→ WHAT IS REQUIRED
Would you please transcribe, exactly as written, the lines of the entries below starting at the one that holds "Pass tokens to startMigration" and ending at the one that holds "Based on [this", both included?

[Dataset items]
◇ ◇ ◇ ◇ ◇
PR #261, opened 2022-03-10
Pass tokens to startMigration

### LINKED ISSUE #257: Add `accessToken` and `githubPat` to `StartMigration`
### Description
Based on [this issue](https://github.com/github/octoshift/issues/3354), Octoshift added the `access_token` and `github_pat` fields to [the `startRepositoryMigration` mutation](https://github.com/github/octoshift/blob/main/proto/migrations/v1/start_migration_api.proto). In order to be in accordance with the BE changes, the CLI needs to pass those fields to the `startRepositoryMigration` API call. 
Note that those fields are going to get removed from the `createMigrationSource` mutation in the future but right now CLI still needs to pass them for backward compatibility. 

## Todo
- [ ] Add the `accessToken` and `githubPat` fields to `createRepositoryMigration` mutation API call (`GithubApi#StartMigration()`).

ArinGhazarian:
Closes #257 

- [x] Issue linked

### DIFF
--- a/src/Octoshift/GithubApi.cs
+++ b/src/Octoshift/GithubApi.cs
@@ -158,12 +158,47 @@ namespace OctoshiftCLI
             return (string)data["data"]["createMigrationSource"]["migrationSource"]["id"];
         }
 
-        public virtual async Task<string> StartMigration(string migrationSourceId, string adoRepoUrl, string orgId, string repo, string gitArchiveUrl = "", string metadataArchiveUrl = "")
+        public virtual async Task<string> StartMigration(string migrationSourceId, string adoRepoUrl, string orgId, string repo, string sourceToken, string targetToken, string gitArchiveUrl = "", string metadataArchiveUrl = "")
         {
             var url = $"{_apiUrl}/graphql";
 
-            var query = "mutation startRepositoryMigration($sourceId: ID!, $ownerId: ID!, $sourceRepositoryUrl: URI!, $repositoryName: String!, $continueOnError: Boolean!, $gitArchiveUrl: String!, $metadataArchiveUrl: String!)";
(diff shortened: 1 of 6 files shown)


src/Octoshift/GithubApi.cs
```diff
@@ -158,12 +158,47 @@ public virtual async Task<string> CreateGhecMigrationSource(string orgId, string
...
+                    input: { 
+                        sourceId: $sourceId,
+                        ownerId: $ownerId,
+                        sourceRepositoryUrl: $sourceRepositoryUrl,
+                        repositoryName: $repositoryName,
+                        continueOnError: $continueOnError,
+                        gitArchiveUrl: $gitArchiveUrl,
+                        metadataArchiveUrl: $metadataArchiveUrl,
+                        accessToken: $accessToken,
+                        githubPat: $githubPat
```
ArinGhazarian, line 187: I am following the same pattern as `Create[Ado/Ghec]MigrationSource()` by not requiring the `githubPat` field which is also not required currently in the BE. Later on as part of making the token fields required we should also make this required too.

src/Octoshift/GithubApi.cs
```diff
@@ -158,12 +158,47 @@ public virtual async Task<string> CreateGhecMigrationSource(string orgId, string
...
+                mutation startRepositoryMigration(
+                    $sourceId: ID!,
+                    $ownerId: ID!,
+                    $sourceRepositoryUrl: URI!,
+                    $repositoryName: String!,
+                    $continueOnError: Boolean!,
+                    $gitArchiveUrl: String!,
+                    $metadataArchiveUrl: String!,
+                    $accessToken: String!,
+                    $githubPat: String)";
```
ArinGhazarian, line 175: I am adding extra tabs for readability but if ppl feel like it's just better not to add those extra tabs I can update the code. Those extra tabs are going to make the testing more tricky to verify the payload since we need to actually match the tabs.

dylan-smith (approved):

PR #267, opened 2022-03-15
Idempotency for create team command - code complete

teja-nanduri:
- [ ] Issue linked

### DIFF
--- a/src/Octoshift/GithubApi.cs
+++ b/src/Octoshift/GithubApi.cs
@@ -68,6 +68,15 @@ namespace OctoshiftCLI
             return (string)data["id"];
         }
 
+        public virtual async Task<List<string>> GetTeams(string org)
+        {
+            var url = $"{_apiUrl}/orgs/{org}/teams";
+
+            return await _client.GetAllAsync(url)
+                .Select(t => (string)t["name"])
+                .ToListAsync();
+        }
+
         public virtual async Task<IEnumerable<string>> GetTeamMembers(string org, string teamName)
         {
             var url = $"{_apiUrl}/orgs/{org}/teams/{teamName}/members?per_page=100";
--- a/src/OctoshiftCLI.Tests/GithubApiTests.cs
+++ b/src/OctoshiftCLI.Tests/GithubApiTests.cs
@@ -139,6 +139,69 @@ namespace OctoshiftCLI.Tests
         }
 
         [Fact]
+        public async Task GetTeams_Returns_All_Teams()
+        {
+            // Arrange
+            const string org = "ORG";
+
+            var url = $"https://api.github.com/orgs/{org}/teams";
+
+            const string team1 = "TEAM_1";
+            const string team2 = "TEAM_2";
+            var responsePage1 = $@"
+            [
+                {{
+                    ""name"": ""{team1}"",
+                    ""id"": 1
+                }},
+                {{
+                    ""name"": ""{team2}"", 
+                    ""id"": 2
+                }}
+            ]";
+
+            const string team3 = "TEAM_3";
+            const string team4 = "TEAM_4";
+            var responsePage2 = $@"
+            [
+                {{
+                    ""name"": ""{team3}"",
+                    ""id"": 3
+                }},
+                {{
+                    ""name"": ""{team4}"", 
+                    ""id"": 4
+                }}
+            ]";
+
+            async IAsyncEnumerable<JToken> GetAllPages()
+            {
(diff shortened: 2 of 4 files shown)


src/OctoshiftCLI.Tests/GithubApiTests.cs
```diff
@@ -138,6 +138,69 @@ public async Task CreateTeam_Returns_Created_Team_Id()
...
+                    ""name"": ""{team3}"",
+                    ""id"": 3
+                }},
+                {{
+                    ""name"": ""{team4}"", 
+                    ""id"": 4
+                }}
+            ]";
+
+            async IAsyncEnumerable<JToken> GetAllPages()
```
dylan-smith, line 177: This may be a question for @ArinGhazarian but I'm expecting/hoping there is a way to write simpler tests without having to mock out paging/JSON in situations like this.

I don't think this test needs to test our paging implementation (we have separate unit tests for that), I would hope there is a way to simplify this test so it has the mock just return a simple list of strings (team names) instead of pages of JSON.

src/Octoshift/GithubApi.cs
```diff
@@ -68,6 +68,15 @@ public virtual async Task<string> CreateTeam(string org, string teamName)
             return (string)data["id"];
         }
 
+        public virtual async Task<List<string>> GetTeams(string org)
```
dylan-smith, line 71:
```suggestion
        public virtual async Task<IEnumerable<string>> GetTeams(string org)
```

dylan-smith (changes requested):

dylan-smith:
What happens if the team already exists but is linked to a different Idp Group?

dylan-smith:
We should also add a bullet to the release notes (should have done it in the autolink PR also, we can cover both in this PR).  Something like: 

- Updates most commands to be idempotent. They will check if there is anything to do, and if not they will print a message to that effect and complete successfully. E.g. create-team will check if the team already exists and if so exit as success (compared to previously where it would crash). The following commands have been updated:
  - configure-autolink
  - create-team

src/OctoshiftCLI.Tests/GithubApiTests.cs
ArinGhazarian: Oh yeah, we most certainly can right simpler tests now. At the time I was writing my test for `GetRepos` I wasn't using `System.Linq.Async` library (to keep things simple), but now that we're using it we can simply convert any `IEnumerable` To `IAsyncEnumerable` with `ToAsyncEnumerable()` extension method like this:

```c#
var asyncEnumerable = new[] { item1, item2 }.ToAsyncEnumerable();
```

so that entire local method can go away and replaced by a `ToAsyncEnumerable` call on any `IEnumerable` 😃

src/ado2gh/Commands/CreateTeamCommand.cs
```diff
@@ -55,9 +55,16 @@ public async Task Invoke(string githubOrg, string teamName, string idpGroup, boo
 
             var githubApi = _githubApiFactory.Create();
 
-            await githubApi.CreateTeam(githubOrg, teamName);
-
-            _log.LogSuccess("Successfully created team");
+            var teams = await githubApi.GetTeams(githubOrg);
+            if (teams.Contains(teamName))
+            {
+                _log.LogSuccess($"Team '{teamName}' already exists. New team will not be created");
```
ArinGhazarian, line 61: nit: don't we need a full stop at the end of the second sentence?

teja-nanduri: Looks like we are not using full stops anywhere else. I am modifying it to `-`

dylan-smith (approved):

src/OctoshiftCLI.Tests/TestExtensionMethods.cs
```diff
@@ -0,0 +1,11 @@
+﻿using System.Collections.Generic;
+using System.Linq;
+using Newtonsoft.Json.Linq;
+
+namespace OctoshiftCLI.Tests
+{
+    public static class TestExtensionMethods
+    {
+        public static IAsyncEnumerable<JToken> ToAsyncJTokenEnumerable<T>(this IEnumerable<T> list) => list.Select(x => JToken.FromObject(x)).ToAsyncEnumerable();
```
ArinGhazarian, line 9: 🎉

ArinGhazarian (approved):

PR #269, opened 2022-03-16
Deprecate `--ssh` flag

### LINKED ISSUE #265: Deprecate the ssh support
### Description
With the parallel migration support changes, because of the async nature of queueing a migration and then asynchronously waiting for it to finish with `wait-for-migraiton` command, the synchronous retry logic in `migrate-repo` command will no longer work (since it just queues up a migration and return). This will specifically cause a migration to fail if it encounters the `ECDSA SSH` error (with synchronous one it would just retry the command).
One way to fix this is to use `https` for repo migrations instead of `ssh`. We introduced the `--ssh` flag as an alternative to `https` to work around some `https` related errors, but now that those errors have been fixed in the BE we can just simply get rid of the `--ssh`.

## Todo
- [x] Remove all `ssh` logic from the code base including the `ECDSA` retry logic from `migrate-repo`.
- [x] Make `--ssh` flag hidden in `migrate-repo` and if provided, log a warning and ignore it.

ArinGhazarian:
Closes #265 

Because of the latest BE changes and the fact that the problems we had with `https` are now resolved, we can deprecate the `--ssh` flag and use `https` permanently. For backward compatibility, we are not going to remove it completely just yet so passing it will do noting (keep using `https`) and log a warning to notify the user. 

- [x] Issue linked


dylan-smith:
should add a bullet to release notes for this

ArinGhazarian:
> should add a bullet to release notes for this

Yup :) while I was adding it I noticed that it'd be a good idea to also test for `option.IsHidden` in the command tests. Adding the ReleaseNotes now 😃

dylan-smith (approved):

dylan-smith (approved):

Issue #274, opened 2022-03-17
Unhandled exception with blank environment variables


digimangos:
## Description

Unhandled exception: System.ArgumentException: String cannot be of zero length. (Parameter 'oldValue')
   at System.String.Replace(String oldValue, String newValue)
   at OctoshiftCLI.OctoLogger.MaskSecrets(String msg)
   at OctoshiftCLI.OctoLogger.LogError(Exception ex)
   at OctoshiftCLI.AdoToGithub.Program.<>c.<BuildParser>b__2_0(Exception ex, InvocationContext _)
   at System.CommandLine.Builder.CommandLineBuilderExtensions.<>c__DisplayClass14_0.<<UseExceptionHandler>b__0>d.MoveNext()
--- End of stack trace from previous location ---
   at System.CommandLine.Builder.CommandLineBuilderExtensions.<>c__DisplayClass14_0.<<UseExceptionHandler>b__0>d.MoveNext()

## Reproduction Steps

I'm using ado2gh, and received the following exception because my environment variables were set as empty strings.

dylan-smith:
I'm trying to reproduce this error so I can give some advice on testing, but I'm struggling to repro it.

What command were you running to get this error?

digimangos:
Hi @dylan-smith, basically if you do something like:

```
export ADO_PAT=""
./ado2gh migrate-repo --ado-org xxx --ado-team-project xxx --ado-repo xxx --github-org xxx --github-repo xxx
```

In the previous build you should see the error, and after my change you should get the message that:
`ADO_PAT environment variable is not set.`

🤞

PR #275, opened 2022-03-17
Treat empty variables as not being set

digimangos:
Proposed change to avoid the problem reported in issue https://github.com/github/gh-gei/issues/274.

  - Unfortunately it doesn't seem easily testable when using .net for cross platform - see issue
- [X] Issue linked

### DIFF
--- a/src/ado2gh/EnvironmentVariableProvider.cs
+++ b/src/ado2gh/EnvironmentVariableProvider.cs
@@ -20,8 +20,9 @@ public class EnvironmentVariableProvider
 
     private string GetSecret(string secretName)
     {
-        var secret = Environment.GetEnvironmentVariable(secretName) ??
-                     throw new OctoshiftCliException($"{secretName} environment variable is not set.");
+        var secret = Environment.GetEnvironmentVariable(secretName);
+        if (string.IsNullOrEmpty(secret))
+            throw new OctoshiftCliException($"{secretName} environment variable is not set.");
 
         _logger?.RegisterSecret(secret);
 


dylan-smith:
CI doesn't work properly when external contributers create a PR, I have a trick I can do to make it run properly. Will do it in an hour or so.

digimangos:
> CI doesn't work properly when external contributers create a PR, I have a trick I can do to make it run properly. Will do it in an hour or so.

Glad you have a trick, I was trying to figure out why it couldn't read back the JSON from the API.

dylan-smith:
This works good for ado2gh, but ideally we'd do the same thing for gei. But this approach won't work without changes in gei, because there are some scenarios where if the secret is blank, we fall back to a different env var (e.g. if GH_SOURCE_PAT is blank we'll grab GH_PAT instead, this change - if we made it in gei - would break that code).

dylan-smith:
> This works good for ado2gh, but ideally we'd do the same thing for gei. But this approach won't work without changes in gei, because there are some scenarios where if the secret is blank, we fall back to a different env var (e.g. if GH_SOURCE_PAT is blank we'll grab GH_PAT instead, this change - if we made it in gei - would break that code).

After doing a little digging IMO we should copy how we've done it in at least one place in gei EnvironmentVariableProvider, and do a similar thing everywhere:

```
public virtual string TargetGithubPersonalAccessToken() =>
  GetSecret(TARGET_GH_PAT) ??
  throw new OctoshiftCliException($"{TARGET_GH_PAT} environment variable is not set.");
```

https://github.com/github/gh-gei/blob/main/src/gei/EnvironmentVariableProvider.cs

We can/should do the same thing on AdoPersonalAccessToken()/AzureStorageConnectionString() in gei.EnvironmentVariableProvider, and also on GithubPersonalAccessToken()/AdoPersonalAccessToken() in ado2gh.EnvironmentVariableProvider

@digimangos if you want to make those changes I can merge this in.

dylan-smith:
We should also have unit tests, there's an example unit test we can copy here: https://github.com/github/gh-gei/blob/76470079e6161a65cda39dc8ec0125de013f6dd6/src/OctoshiftCLI.Tests/gei/EnvironmentVariableProviderTests.cs#L78

although that example unit test seems to have a misleading (wrong) name, but it's doing the right stuff.

digimangos:
> We should also have unit tests, there's an example unit test we can copy here:
> 
> https://github.com/github/gh-gei/blob/76470079e6161a65cda39dc8ec0125de013f6dd6/src/OctoshiftCLI.Tests/gei/EnvironmentVariableProviderTests.cs#L78
> 
> although that example unit test seems to have a misleading (wrong) name, but it's doing the right stuff.

As I mentioned in the issue, I can't see how to make a unit test for this scenario because:

`Environment.SetEnvironmentVariable("GH_PAT", null);`
and
`Environment.SetEnvironmentVariable("GH_PAT", "");`

Both do the same thing, which is to unset the variable. In the scenario that I have, the variable in set in OSX with an empty string, but there is not the .net library to do this for the purpose of writing the tests.

digimangos:
@dylan-smith, I've also just checked with "gei" and get the same error:

`[17:33] [INFO] Actor type is valid...
Unhandled exception: System.ArgumentException: String cannot be of zero length. (Parameter 'oldValue')
   at System.String.Replace(String oldValue, String newValue)
   at OctoshiftCLI.OctoLogger.MaskSecrets(String msg)
   at OctoshiftCLI.OctoLogger.LogError(Exception ex)
   at OctoshiftCLI.GithubEnterpriseImporter.Program.<>c.<BuildParser>b__2_0(Exception ex, InvocationContext _)
   at System.CommandLine.Builder.CommandLineBuilderExtensions.<>c__DisplayClass14_0.<<UseExceptionHandler>b__0>d.MoveNext()
--- End of stack trace from previous location ---
   at System.CommandLine.Builder.CommandLineBuilderExtensions.<>c__DisplayClass14_0.<<UseExceptionHandler>b__0>d.MoveNext()
`

digimangos:
@dylan-smith, I've addressed the issue in gei and aligned the behaviour in ado2gh.EnvironmentVariableProvider. Would you also like the same environment variable fallback for GH_SOURCE_PAT to GH_PAT?

digimangos:
@dylan-smith so I think this should resolve the big, and align the implementations. I think the build is stuck as before 😢 

Not sure what we can do about the tests though. It seems in windows you can do it by using a DllImport on kernal32.dll, but that's not going to enable us to test in osx and ubuntu, unfortunately. Looking for an idea on that one, or we'll just have to accept that we can't readily test that scenario.

digimangos:
@dylan-smith, I was discussing this with @igwejk earlier and concluded that the way `EnvironmentVariableProvider.cs` is tested is not ideal because it's relying on the behaviour of `System.Environment`.

My proposal therefore is that use of the static `Environment.GetEnvironmentVariable` should be covered by a wrapper class since it's an external dependancy and then mocked out in the test:
https://github.com/github/gh-gei/blob/39045ea2a74686d1776940591f7cc78e6b49db5a/src/ado2gh/EnvironmentVariableProvider.cs#L23

How do you feel about those changes before I make them? Also, I'm thinking this should live within the Octoshift project and be referenced in Ado2Gh project? That way the wrapper can be used by both.

ArinGhazarian:
> @dylan-smith, I was discussing this with @igwejk earlier and concluded that the way `EnvironmentVariableProvider.cs` is tested is not ideal because it's relying on the behaviour of `System.Environment`.
> 
> My proposal therefore is that use of the static `Environment.GetEnvironmentVariable` should be covered by a wrapper class since it's an external dependancy and then mocked out in the test:
> 
> https://github.com/github/gh-gei/blob/39045ea2a74686d1776940591f7cc78e6b49db5a/src/ado2gh/EnvironmentVariableProvider.cs#L23
> 
> How do you feel about those changes before I make them? Also, I'm thinking this should live within the Octoshift project and be referenced in Ado2Gh project? That way the wrapper can be used by both.

Hi @digimangos 👋 , the reason we created the `EnvironmentVariableProvider` is to create a wrapper around the static `GetEnvironmentVairable()` method.  So anywhere else we can just mock it. There is just one unit test class that tests the `EnvironmentVariableProvider` itself in both `gei` and `ado2gh` and they won't interfere with each other since both are in a same collection.

digimangos:
Hi @ArinGhazarian, I did realise that the `EnvironmentVariableProvider` is a wrapper class of sorts, but there is a flaw... that the business logic that's been added to this class cannot be tested in isolation from the implementation of `System.Environment` by MSFT, which should be assumed to work correctly. Further `SetEnvironmentVariable()` introduces further logic, which prevents the testing of the scenario that I've mentioned. See:
https://github.com/dotnet/runtime/blob/3e8e0b8cf05636a91555be69c7b74b3fd84dc786/src/mono/System.Private.CoreLib/src/System/Environment.Unix.Mono.cs#L34

The windows implementation is similar, that you are unable to set an empty string value, but we do need to test the scenario that an empty string is returned by `GetEnvironmentVariable()`, because that's the issue I'm trying to resolve. However, with the current arrangement, that's not possible.

I'm completely happy to write the code to resolve this in anyway acceptable to the team, but as it stands I don't see a way forward at the moment without a suggestion as to how I might go about it. 😢

igwejk:
@digimangos have discussed additionally implementing `GetEnvironmentVairable` and `SetEnvironmentVairable` methods in the existing wrapper [EnvironmentVariableProvider.cs]. Consequently we can use a `MockEnvironmentVariableProvider` for tests.

@ArinGhazarian @dylan-smith do you agree with updating the change according to that proposition or would you like to offer a different solution?

[EnvironmentVariableProvider.cs]: https://github.com/github/gh-gei/blob/main/src/ado2gh/EnvironmentVariableProvider.cs

ArinGhazarian:
> Hi @ArinGhazarian, I did realise that the `EnvironmentVariableProvider` is a wrapper class of sorts, but there is a flaw... that the business logic that's been added to this class cannot be tested in isolation from the implementation of `System.Environment` by MSFT, which should be assumed to work correctly. Further `SetEnvironmentVariable()` introduces further logic, which prevents the testing of the scenario that I've mentioned. See: https://github.com/dotnet/runtime/blob/3e8e0b8cf05636a91555be69c7b74b3fd84dc786/src/mono/System.Private.CoreLib/src/System/Environment.Unix.Mono.cs#L34
> 
> The windows implementation is similar, that you are unable to set an empty string value, but we do need to test the scenario that an empty string is returned by `GetEnvironmentVariable()`, because that's the issue I'm trying to resolve. However, with the current arrangement, that's not possible.
> 
> I'm completely happy to write the code to resolve this in anyway acceptable to the team, but as it stands I don't see a way forward at the moment without a suggestion as to how I might go about it. 😢

@digimangos thanks for the explanation. I wasn't aware of the fact that the API doesn't let you set an empty string as a value! One thing that we can do is to use a `Func` to wrap `Environment.GetEnvironmentVariable` (I believe we only use `Environment.SetEnvironmentVariable` in the unit tests only, so no need to worry about it), this way we can easily make it return whatever we want, so the `EnvironmentVariableProvider` would look like this:
```c#
public class EnvironmentVariableProvider
{
  private readonly Func<string> _getEnvironmentVariable;

  public EnvironmentVariableProvider(OctoLogger logger) : this(logger, v => Environment.GetEnvironmentVariable(v))
  {
  }

  public EnvironmentVariableProvider(OctoLogger logger, Func<string, string> getEnvironmentVariable)
  {
    _loger = logger;
    _getEnvironmentVariable = getEnvironmentVariable;
  }

  ...
}
```

let me know what you think.

cc: @dylan-smith @igwejk

digimangos:
@ArinGhazarian, I'm from the school of thought that, anything can be solved by adding another layer of abstraction, but this could work. 😊 I've made the special constructor internal as it's only really for the purpose of overriding `System.Enviroment.GetEnvironmentVariable()` for testing.

I've added two new tests, where the environment variable is returned as an empty string.

I did look to implement the same in the `gei` project, but the implementation is more complicated because that uses null coalesced outputs from GetEnvironmentVariable, which would then mean adding logic to the new function being passed in which feels a bit more clunky. ☹️ 

Have a look at the code changes and let me know if you also want me to do something with `gei` or revert the latest changes.

@dylan-smith I think the build is stuck on the PR integration again ☹️ 

cc: @igwejk

src/OctoshiftCLI.Tests/ado2gh/EnvironmentVariableProviderTests.cs
```diff
@@ -58,6 +58,18 @@ public void GithubPersonalAccessToken_Throws_If_Github_Pat_Is_Not_Set()
                 .Should().Throw<OctoshiftCliException>();
         }
 
+        [Fact]
+        public void GithubPersonalAccessToken_Throws_If_Github_Pat_Is_Empty_String()
+        {
+            // Arrange
+            ResetEnvs();
+            var altEnvironmentVariableProvider = new EnvironmentVariableProvider(_mockLogger.Object, v => string.Empty);
```
ArinGhazarian, line 66: ❤️

src/ado2gh/EnvironmentVariableProvider.cs
```diff
@@ -9,19 +12,34 @@ public class EnvironmentVariableProvider
...
     private readonly OctoLogger _logger;
 
-    public EnvironmentVariableProvider(OctoLogger logger)
+    private readonly Func<string, string> _getEnvironmentVariable;
+
+    public EnvironmentVariableProvider(OctoLogger logger) : this(logger, v => Environment.GetEnvironmentVariable(v))
+    {
+    }
+
+    internal EnvironmentVariableProvider(OctoLogger logger, Func<string, string> getEnvironmentVariable)
```
ArinGhazarian, line 21: ❤️

ArinGhazarian (approved):
Looks solid to me 💯  🥇

digimangos:
> Looks solid to me 💯 🥇

Thanks @ArinGhazarian

@dylan-smith are you able to fix the magic which makes this build again?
◇ ◇ ◇ ◇ ◇
→ WRITTEN ANSWER
Pass tokens to startMigration

### LINKED ISSUE #257: Add `accessToken` and `githubPat` to `StartMigration`
### Description
Based on [this issue](https://github.com/github/octoshift/issues/3354), Octoshift added the `access_token` and `github_pat` fields to [the `startRepositoryMigration` mutation](https://github.com/github/octoshift/blob/main/proto/migrations/v1/start_migration_api.proto). In order to be in accordance with the BE changes, the CLI needs to pass those fields to the `startRepositoryMigration` API call. 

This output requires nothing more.